Production Designer Hannah Beachler Talks Bringing Wakanda to Life in Black Panther

Published on in Exclusive Interviews

Images courtesy of Marvel Studios.

Production designer Hannah Beachler and director of photography Rachel Morrison, ASC teamed up with director Ryan Coogler for Marvel’s Black Panther. Starring Chadwick Boseman, Michael B. Jordan and Lupita Nyong'o, Black Panther tells the story of T'Challa, King of Wakanda, who returns home to find his sovereignty challenged by a long-time adversary. We talked with Hannah about how she brought the world of Wakanda to life. 

PH: How did you get involved with Black Panther?

Hannah Beachler: I worked with the Director, Ryan Coogler, on his previous two films (Fruitvale Station, Creed). When he signed on with Marvel he wanted me to come in and meet with the studio for Production Designer.  It was pretty awesome.

PH: Can you explain the eight months researching and prepping across South Africa, Korea, Argentina and the United States for this film? 

Hannah Beachler: Lots and lots and lots of research and development went into Black Panther. We were researching and developing Wakanda for the better part of 9 months. We talked to experts of all kinds, anthropological architects, future architects who are working on google cities, Nigerian Historians, geologists, pilots, physicists and nanotechnologists, just to name a few. We traveled to South Africa for about three weeks and traveled up and down the country from Cape Town to North Kwazulu-Natal by Winterton, and we spent time at the Sentinel Mountains on the border of Lesotho. 

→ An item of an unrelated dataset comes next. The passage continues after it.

PR #2086, opened 2026-08-05
Don't poison a transaction parked in its commit phase (it destroyed the deploy payload blob)

### LINKED ISSUE #2062: Over-time transaction abort deletes the pre-saved deploy payload blob, leaving later deploys referencing a destroyed blob (regression from #1411, 5.1.21)
## Summary

An over-time write transaction that gets **aborted** deletes the payload blob it pre-saved. A subsequent deploy of the same component can then end up referencing that already-deleted blob, so the payload is permanently unreadable **at the source**. Replication reports the blob as unrecoverable, the peer's deploy fails immediately, and no retry can help — the bytes are gone, not late.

I researched languages and many of the tribes in sub-Saharan Africa where Wakanda is located. I researched architecture all over the continent as well as globally – Zaha Hadid was a big influence. I also studied topography and mining/metallurgy. I could go on and on and on for quite some time, but we were influenced by the Mursi, Masaai, Dinka, Omo Valley River Tribes in Ethiopia, Dogon of Mali, Tuareg, Suri tribe, Igbo, Congolese fisherman, Gurunsi of Ghana, Ndebele, Zulu, Xhosa and many, many more.

 

The same research went into the South Korean casino. I was heavily influenced by the Korean Dragon King and the story of the man who saves the life of a carp, who turns out to be Yongwang – his son. That story mirrored the story of T’Challa in a way. You’ll see fish scales on the back wall of the Casino when T’Challa, Nakia, and Okoye enter the casino.

When Nakia and T’Challa walk down the ground staircase and stop on the landing you’ll notice two wooden hand-carved carp with golden accents on either side of them.  You’ll also see the carp on the casino chips (which are in traditional Korean colors). You’ll see on the money cart that T’Challa grabs, there is a dragon with an orb in its mouth (known as the Yeouiju). Whoever could wield the Yeouiji was blessed with abilities of omnipotence and creation at will. Thusly, T’Challa picking up the money cart. Lots of stuff like that. Lots and lots of research across the entire movie. 

PH: What did that entail? What were challenges (if any) that you ran into? 

Hannah Beachler: The biggest challenge was time. There never seemed to be enough!

PH: What was your favorite set of the film and why? How was this different than other films you've worked on previously?

Hannah Beachler: My favorite set was Shuri’s lab. But honestly, I love all of them equally and put just as much thought and love into each of them. The biggest difference was how much of a massive undertaking it was – I was on panther for a little over a year.

 

PH: What's one of the most fulfilling parts of your job?

Hannah Beachler: Going to work every day!